Once men are educated to recognise domestic violence and encouraged to report it I’m convinced we will quickly pass parity and the number of male victims will exceed female. All the truly independent research points this way.

Paul - February 26, 2014 at 5:37pm

Well, according to Lady Hale’s definitive Supreme Court ruling, nagging now constitutes domestic abuse which makes for approximately 17 million male victims. Arrests of females to follow of course, probably by the time we’ve landed on Mars as police are always a little bit slow on the uptake.

Luke - February 26, 2014 at 6:12pm

The first question I’d ask is simply whether this is actually a good idea ?
Doctors and nurses in hospitals seem to be struggling to cope with the workload as it is (I’m not talking about GP’s who often nowadays seem to be overpaid health administrators) – do they really have time to take on yet another set of skills and training that is not directly related to their job ?

This is not a “wake-up call”, people are not unaware of domestic violence – it seems to be a group of officials within the NICE organisation trying to justify their existence.

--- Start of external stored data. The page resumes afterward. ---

PR #14477, opened 2019-07-11
Add info for nixos (opam2nix)

bobot:
Mainly add nixos precise packages, for use with @timbertson's opam2nix.


packages/zarith/zarith.1.7/opam
```diff
@@ -33,7 +33,9 @@ depends: [
   "ocamlfind"
   "conf-gmp"
   "conf-perl" {build}
+  "conf-gcc" {build}
 ]
+patches: [ "absolute_CC.patch" ]
```
avsm: I think we need to bump the version of zarith here rather than adding this patch unconditionally. Perhaps `zarith.1.7a`.  Otherwise if it causes issues for other users, they cannot revert to the old version easily.

timbertson:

Stitchedup - February 26, 2014 at 6:56pm

“This is not a “wake-up call”, people are not unaware of domestic violence – it seems to be a group of officials within the NICE organisation trying to justify their existence.”

We are suffering from DV hysteria in this country and the hypersensitivity to any domestic dispute/disagreement is reflected in the new catch-all definition of domestic abuse/violence.

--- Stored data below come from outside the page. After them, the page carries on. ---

PR #14480, opened 2019-07-11
+bigstringaf.0.5.1

seliopou:


packages/bigstringaf/bigstringaf.0.5.1/opam
```diff
@@ -0,0 +1,42 @@
+opam-version: "2.0"
+maintainer: "Spiros Eliopoulos <spiros@inhabitedtype.com>"
+authors: [ "Spiros Eliopoulos <spiros@inhabitedtype.com>" ]
+license: "BSD-3-clause"
+homepage: "https://github.com/inhabitedtype/bigstringaf"
+bug-reports: "https://github.com/inhabitedtype/bigstringaf/issues"
+dev-repo: "git+https://github.com/inhabitedtype/bigstringaf.git"
+build: [
+  ["dune" "subst"] {pinned}
```
kit-ty-kate:
```suggestion
```
You don't seem to use any dune substitutions

packages/bigstringaf/bigstringaf.0.5.1/opam
```diff
@@ -0,0 +1,42 @@
...
+  ["dune" "build" "-p" name "-j" jobs]
+  ["dune" "runtest" "-p" name] {with-test}
+]
+depends: [
+  "dune" {build}
```
kit-ty-kate:
```suggestion
  "dune" {build & >= "1.6"}
```
According to your `dune-package` file, this package requires dune >= 1.6

packages/bigstringaf/bigstringaf.0.5.1/opam
seliopou: Is there any harm in leaving these around?

packages/bigstringaf/bigstringaf.0.5.1/opam
seliopou: Fixed in inhabitedtype/bigstringaf#38. I don't know if dune does validation, but the build files certainly don't use any new features.

packages/bigstringaf/bigstringaf.0.5.1/opam
kit-ty-kate: no but it's just some more noise in the package description that could be avoided

packages/bigstringaf/bigstringaf.0.5.1/opam
kit-ty-kate: ok thanks! This PR will need to be updated though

A slight aside and probably controversial, but can I take it from Hague’s comments today that it’s OK to kill in war but not to rape?? I don’t quite know how to put it without causing offence; both are horrific but to condemn one but not the other seems a little bizarre don’t you think???

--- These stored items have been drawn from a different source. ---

PR #14483, opened 2019-07-12
Release clangml.4.0.0

thierry-martinez:
- C++ support: all the code examples from C++14 and C++17 norms are covered
  by the AST.

- AST pretty-printers, comparators and lifters are now defined in sub-libraries
  (clangml.show, clangml.ord, clangml.lift). Visitors are no longer derived by
  default (`override` PPX library can be used to derive visitors from the AST
  if needed.)

- A very limited C/C++ pretty-printer is provided in the sub-library
  clangml.printer. It should be extended in next releases.

- Compatible with OCaml 4.08

- Bug fixes

- Flag dune as a build dependency
  (suggested by @kit-ty-kate in
   https://github.com/ocaml/opam-repository/pull/13434)

### DIFF
--- a/packages/clangml/clangml.4.0.0/opam
+++ b/packages/clangml/clangml.4.0.0/opam
@@ -14,7 +14,7 @@ depends: [
   "conf-libclang"
   "conf-ncurses"
   "conf-zlib"
-  "ocamlfind" {>= "1.8.0"}
+  "ocamlfind" {build & >= "1.8.0"}
   "dune" {>= "1.10.0"}
   "ppxlib" {>= "0.6.0"}
   "stdcompat" {>= "10"}
--- a/packages/clangml/clangml.4.0.0/opam
+++ b/packages/clangml/clangml.4.0.0/opam
@@ -21,7 +21,7 @@ depends: [
   "ppx_show" {>= "0.1.0"}
   "ppx_compare" {>= "v0.12.0"}
   "override" {>= "0.1.0"}
-  "ocaml" {>= "4.04.0"}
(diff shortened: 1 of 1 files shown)


packages/clangml/clangml.4.0.0/opam
```diff
@@ -0,0 +1,32 @@
...
+dev-repo: "git+https://gitlab.inria.fr/memcad/clangml"
+synopsis: "OCaml bindings for Clang API"
+description: """
+clangml provides bindings to call the Clang API from OCaml.
+"""
+depends: [
+  "conf-libclang"
+  "conf-ncurses"
+  "conf-zlib"
+  "ocamlfind" {>= "1.8.0"}
```
kit-ty-kate:
```suggestion
  "ocamlfind" {build & >= "1.8.0"}
```
I took a look at your code and you're using ocamlfind only in `configure.ac` however I don't really see the point of using ocamlfind if you're using dune as build system. Maybe it can be removed from the dependencies in future versions?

It’s OK to shoot and kill your 17/18 year old son but not OK to rape????????????

As a father of 21 year old and 20 year old boys (and I mean boys), I feel that protecting their lives even in war is at least as important as protecting a woman from rape in war.

Paul - February 26, 2014 at 8:43pm

Doctors becoming involved in DV has all the hallmarks of yet another box-ticking exercise, as Luke suggests. And, predictably, it will go badly wrong as all ill-conceived, poorly executed initiatives tend to do. Take doctors and child protection. All it takes these days is for a child to sneeze for a GP to bang in a referral for neglect to the social or little Johnny to sustain a greenstick fracture for an overly-zealous paediatrician to ban his release from hospital while police are called to have a hapless but innocent parent treated as a criminal suspect.

In turning their backs on their Hippocratic Oath, Doctors have reduced themselves to another arm of intrusive state control while commensurately lowering the esteem in which their profession is held to a state more akin to quackery.